> _REQUIRED ACTION_
Read through the lines below and copy the ones holding the string "Attempting".

> _DATA PROVIDED_
........

PR #97, opened 2022-06-29
Fix fuelup self update

### LINKED ISSUE #96: `fuelup self update` fails with ETXTBSY
This the output I get when running `fuelup self update`
```
Fetching binary from https://github.com/FuelLabs/fuelup/releases/download/v0.2.1/fuelup-0.2.1-x86_64-unknown-linux-gnu.tar.gz
Unpacking and moving fuelup to /home/segfault_magnet/.fuelup/bin
fuelup failed to update itself: Text file busy (os error 26)
```

If I run it with `strace` I get:
```
openat(AT_FDCWD, "/home/segfault_magnet/.fuelup/bin/fuelup", O_WRONLY|O_CREAT|O_TRUNC|O_CLOEXEC, 0100755) = -1 ETXTBSY (Text file busy)
close(5)                                = 0
close(4)                                = 0
close(3)                                = 0
write(1, "fuelup failed to update itself: "..., 61fuelup failed to update itself: Text file busy (os error 26)
) = 61
```

This [SO question](https://stackoverflow.com/questions/1712033/replacing-a-running-executable-in-linux) might be useful

bingcicle:
Fixes #96

`fuelup` should remove itself (unlink) before trying to download a new version. ~We will temporarily copy this as a backup in case download fails - in which case we copy the temp `fuelup` back.~

Updated with @mitchmindtree 's suggestion:

1. Create a tempdir `fuelup_new_dir` and fetch new fuelup to this dir. At this point, if download fails, do nothing else so old fuelup remains.
2. Upon success, if old fuelup already exists, rename old fuelup to `fuelup-backup`.
3. Finally, copy the new fuelup within `fuelup_new_dir` into the `bin` directory.
4. If the above step somehow fails, rename `fuelup-backup` back into the `fuelup`. If this also somehow fails, we recommend to reinstall via the `fuelup-init` script.
5. We do not need to clean up the download since we're using [`tempdir`](https://docs.rs/tempfile/3.3.0/tempfile/fn.tempdir.html) which cleans itself up once we exit the scope.

### DIFF
--- a/src/ops/fuelup_self.rs
+++ b/src/ops/fuelup_self.rs
@@ -24,8 +24,9 @@ pub fn self_update() -> Result<()> {
     let fuelup_backup = fuelup_bin_dir.join("fuelup-backup");
 
     let fuelup_new_dir = tempdir_in(&fuelup_bin_dir)?;
+    let fuelup_new_dir_path = fuelup_new_dir.path();
 
-    if let Err(e) = attempt_install_self(download_cfg, fuelup_new_dir.path()) {
+    if let Err(e) = attempt_install_self(download_cfg, fuelup_new_dir_path) {
         // Skip all other steps if downloading fails here.
         // We do not need to handle failure, since this downloads to a tempdir.
         bail!("Failed to install fuelup: {}", e);
@@ -38,10 +39,10 @@ pub fn self_update() -> Result<()> {
 
     info!(
         "Moving {} to {}",
-        fuelup_new_dir.path().join("fuelup").display(),
+        fuelup_new_dir_path.join("fuelup").display(),
         &fuelup_bin.display()
     );
-    if let Err(e) = fs::rename(fuelup_new_dir.path().join("fuelup"), &fuelup_bin) {
+    if let Err(e) = fs::rename(fuelup_new_dir_path.join("fuelup"), &fuelup_bin) {
         error!("Failed to replace the old fuelup: {}", e);
         error!("Restoring old fuelup");
 
--- a/src/ops/fuelup_self.rs
+++ b/src/ops/fuelup_self.rs
@@ -1,4 +1,4 @@
-use anyhow::{anyhow, bail, Result};
+use anyhow::{bail, Result};
 use std::{fs, path::Path};
 use tempfile::tempdir_in;
 use tracing::{error, info};
--- a/src/ops/fuelup_self.rs
+++ b/src/ops/fuelup_self.rs
@@ -50,13 +50,13 @@ pub fn self_update() -> Result<()> {
         fuelup_new.display(),
         &fuelup_bin.display()
     );
-    if let Err(e) = fs::rename("wot", &fuelup_bin) {
+    if let Err(e) = fs::rename(&fuelup_new, &fuelup_bin) {
         error!(
             "Failed to replace old fuelup with new fuelup. Attempting to restore backup fuelup.",
         );
         // If we have failed to replace the old fuelup for whatever reason, we want the backup.
         // Although unlikely, should this last step fail, we will recommend to re-install fuelup using fuelup-init.
-        if let Err(e) = fs::rename(&"wot", &fuelup_bin) {
+        if let Err(e) = fs::rename(&fuelup_backup, &fuelup_bin) {
             bail!(
                 "Could not restore backup fuelup. {}
 
--- a/src/ops/fuelup_self.rs
+++ b/src/ops/fuelup_self.rs
@@ -22,16 +22,24 @@ pub fn self_update() -> Result<()> {
     let fuelup_backup = temp_dir().join("fuelup-backup");
 
     if fuelup_bin.exists() {
-        // Make a backup of fuelup, in case downloading fails. If download fails below, we use the backup.
+        // Make a backup of fuelup.
         fs::copy(&fuelup_bin, &fuelup_backup).expect("Could not make a fuelup backup");
         // We cannot copy new fuelup over the old; we must unlink it first.
         fs::remove_file(&fuelup_bin).expect("Could not remove fuelup");
     };
 
     if let Err(e) = attempt_install_self(download_cfg, &fuelup_bin_dir()) {
-        error!("Failed to install and replace fuelup - {}.", e);
-        fs::copy(fuelup_backup, fuelup_bin)?;
+        error!("Failed to install and replace fuelup. {}", e);
+
+        // We want to restore the backup fuelup in case download goes wrong.
+        if fuelup_backup.exists() {
+            fs::copy(&fuelup_backup, &fuelup_bin).expect("Could not restore fuelup-backup");
+        }
     };
+
+    if fuelup_backup.exists() {
+        fs::remove_file(&fuelup_backup).expect("Could not remove fuelup backup");
+    }
 
     Ok(())
 }
--- a/src/ops/fuelup_self.rs
+++ b/src/ops/fuelup_self.rs
@@ -1,4 +1,4 @@
-use anyhow::{bail, Result};
+use anyhow::{anyhow, bail, Result};
 use std::{fs, path::Path};
 use tempfile::tempdir_in;
 use tracing::{error, info};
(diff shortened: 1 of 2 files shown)


src/ops/fuelup_self.rs
```diff
@@ -1,17 +1,43 @@
...
+    };
+
+    if let Err(e) = attempt_install_self(download_cfg, &fuelup_bin_dir()) {
+        error!("Failed to install and replace fuelup. {}", e);
 
-    download_file_and_unpack(&download_cfg, &fuelup_bin_dir)?;
-    unpack_bins(&fuelup_bin_dir, &fuelup_bin_dir)?;
+        // We want to restore the backup fuelup in case download goes wrong.
+        if fuelup_backup.exists() {
+            fs::copy(&fuelup_backup, &fuelup_bin).expect("Could not restore fuelup-backup");
```
mitchmindtree, line 38: While this error path should be rare, we should return an `Err` that also recommends reinstalling `fuelup` as if this fails we're left with no `fuelup` bin on `PATH`.

mitchmindtree: Upon success, we might want to cleanup the `fuelup_backup` too just because we can:

```rust
// Ignore the error case - this was located in a `temp` directory anyway.
let _ = fs::remove_file(&fuelup_backup);
```

mitchmindtree (commented):
Currently, it looks like this PR takes the following approach:

1. Move existing `fuelup` bin to a temp directory as `fuelup-backup`.
2. Attempt to install new `fuelup`.
3. Upon failure, copy `fuelup-backup` back to original directory.

Generally when replacing an important file,  it's better to not touch the original until we have successfully fetched/created the new one in order to reduce the number of possible I/O error cases that might occur.

Perhaps we should consider doing something like:

1. Fetch new `fuelup` as `fuelup-new` to bin directory.
2. Upon success, rename old `fuelup` to `fuelup-backup` in same directory.
3. Rename `fuelup-new` to `fuelup`.
4. Remove `fuelup-backup`.

This means that the only operation that might fail that could leave us without a valid `fuelup` is the rename from `fuelup-new` to `fuelup`, which is perhaps less likely to fail than a `copy`. It also reduces the window of time that the `fuelup-backup` might be corrupted as rather than waiting for the entirety of the `fuelup` download, it should only exist for the instant that the renames occur.

Thoughts?

bingcicle:
> 1. Fetch new `fuelup` as `fuelup-new` to bin directory.
> 2. Upon success, rename old `fuelup` to `fuelup-backup` in same directory.
> 3. Rename `fuelup-new` to `fuelup`.
> 4. Remove `fuelup-backup`.


Ah yeah this approach sounds better - will update the behaviour.

By the way, I converted this back to a draft because I'm still running into the `Text file busy` error despite the current implementation (Testing it on a linode Linux instance)

src/ops/fuelup_self.rs
```diff
@@ -1,17 +1,43 @@
+use std::{fs, path::Path};
+use tempfile::tempdir;
+use tracing::error;
+
```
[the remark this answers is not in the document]
bingcicle: Not quite sure what you mean by this?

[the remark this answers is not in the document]
bingcicle: Do you mean that it should all be in lines without line breaks?

bingcicle:
Misread/misunderstood your original comment - have replaced `fs::copy` with `fs::rename` where possible.

Did not do so for downloading new fuelup version, since that would require refactoring the download module which could affect `fuelup toolchain install latest` because the `unpack` fn moves `fuelup` binary out of the containing folder as is without renaming it.

src/ops/fuelup_self.rs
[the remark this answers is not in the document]
mitchmindtree: Yes I think the general convention is to have no line breaks between all top-level use statements (including the `crate` one below). I believe after removing the line breaks, rustfmt will then also order the use statements alphabetically. Doing so makes it a bit easier for a reader to kind of "binary search" the use statements if they're looking to edit a particular set of imports for example.

src/ops/fuelup_self.rs
```diff
@@ -1,17 +1,60 @@
...
+    if let Err(e) = attempt_install_self(download_cfg, fuelup_new_dir.path()) {
+        // Skip all other steps if downloading fails here.
+        // We do not need to handle failure, since this downloads to a tempdir.
+        bail!("Failed to install fuelup: {}", e);
+    };
+
+    if fuelup_bin.exists() {
+        // Make a backup of fuelup, fuelup-backup.
+        fs::rename(&fuelup_bin, &fuelup_backup).expect("Could not make a fuelup-backup");
```
mitchmindtree, line 36: We should return an error here

src/ops/fuelup_self.rs
```diff
@@ -1,17 +1,60 @@
...
+    };
+
+    info!(
+        "Copying {} to {}",
+        fuelup_new_dir.path().join("fuelup").display(),
```
mitchmindtree, line 41: We should construct this path once and re-use it here and at L44, especially as the name contains a string literal. Do we have this name as a const anywhere?

src/ops/fuelup_self.rs
```diff
@@ -1,17 +1,60 @@
...
+        bail!("Failed to install fuelup: {}", e);
+    };
+
+    if fuelup_bin.exists() {
+        // Make a backup of fuelup, fuelup-backup.
+        fs::rename(&fuelup_bin, &fuelup_backup).expect("Could not make a fuelup-backup");
+    };
+
+    info!(
+        "Copying {} to {}",
```
mitchmindtree, line 40:
```suggestion
        "Moving {} to {}",
```

src/ops/fuelup_self.rs
```diff
@@ -1,17 +1,60 @@
...
+    if let Err(e) = fs::rename(fuelup_new_dir.path().join("fuelup"), &fuelup_bin) {
+        error!("Failed to replace the old fuelup: {}", e);
+
+        // If we have failed to replace the old fuelup for whatever reason, we want the backup.
+        // Should this last step fail, we will recommend to re-install fuelup using fuelup-init.
+        if let Err(e) = fs::rename(&fuelup_backup, &fuelup_bin) {
+            error!("Could not restore backup fuelup: {}", e);
+            error!("You should re-install fuelup using fuelup-init:");
+            error!("`curl --proto '=https' --tlsv1.2 -sSf https://fuellabs.github.io/fuelup/fuelup-init.sh | sh`");
+        }
```
mitchmindtree, line 53: After this, it looks like we should return an error? Otherwise it seems the program will exist with a "success" exit code indicating that nothing went wrong.

mitchmindtree (changes requested):

src/ops/fuelup_self.rs
bingcicle: Hmm, we don't have it as a const and I didn't include this within `path.rs` as I believe this is only relevant within the context of `fuelup self update`. `fuelup_new_dir` is also a `TempDir` (which I opted to use since it automatically cleans up after itself). I will create the path right after execution of `tempdir_in()`.

src/ops/fuelup_self.rs
```diff
@@ -1,17 +1,70 @@
...
+        error!("Restoring old fuelup");
+
+        // If we have failed to replace the old fuelup for whatever reason, we want the backup.
+        // Although unlikely, should this last step fail, we will recommend to re-install fuelup using fuelup-init.
+        if let Err(e) = fs::rename(&fuelup_backup, &fuelup_bin) {
+            error!("Could not restore backup fuelup: {}", e);
+            error!("You should re-install fuelup using fuelup-init:");
+            error!("`curl --proto '=https' --tlsv1.2 -sSf https://fuellabs.github.io/fuelup/fuelup-init.sh | sh`");
+            std::process::exit(1);
+        }
```
mitchmindtree, line 63: A couple things here:

1. We should avoid adding a `std::process::exit` in the middle of an unsuspecting function like `self_update`. `std::process::exit` terminates the program and does not return, which might be confusing for a future maintainer if we want to refactor error handling or something in the future. I think it's better practice to restrict the use of `exit` to the very top-level, e.g. `main` or `run` if `main` is unsuitable for whatever reason.

2. This still returns a success exit code in the case that the rename from `fuelup_new_dir_path.join("fuelup")` to `fuelup_bin` fails. I'm not sure this is what we want?

3. Rather than using `error!` (here and above) and `exit`, perhaps we can format this into an anyhow error that can be returned to keep error handling more consistent?

bingcicle: Hmm, at first the thought was that the `error!`s are there to provide additional info on what `fuelup` is trying to do if the `fs::rename()`s fails. But you're right in that we can just use `bail!` instead with the `error!`s to exit out of the function - updated it to do this instead, with only 1 usage of `error!`

src/ops/fuelup_self.rs
```diff
@@ -1,17 +1,78 @@
...
+
+    info!(
+        "Moving {} to {}",
+        fuelup_new.display(),
+        &fuelup_bin.display()
+    );
+    if let Err(e) = fs::rename(&fuelup_new, &fuelup_bin) {
+        error!(
+            "Failed to replace old fuelup with new fuelup: {}. Attempting to restore backup fuelup.",
+        e);
```
mitchmindtree, line 56: This is such strange formatting, I've never seen this from rustfmt :laughing: That said if rustfmt's happy, I'm happy.

mitchmindtree (approved):
:shipit:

........

> _RESPONSE FOR THIS EXERCISE_
             "Failed to replace old fuelup with new fuelup. Attempting to restore backup fuelup.",
+            "Failed to replace old fuelup with new fuelup: {}. Attempting to restore backup fuelup.",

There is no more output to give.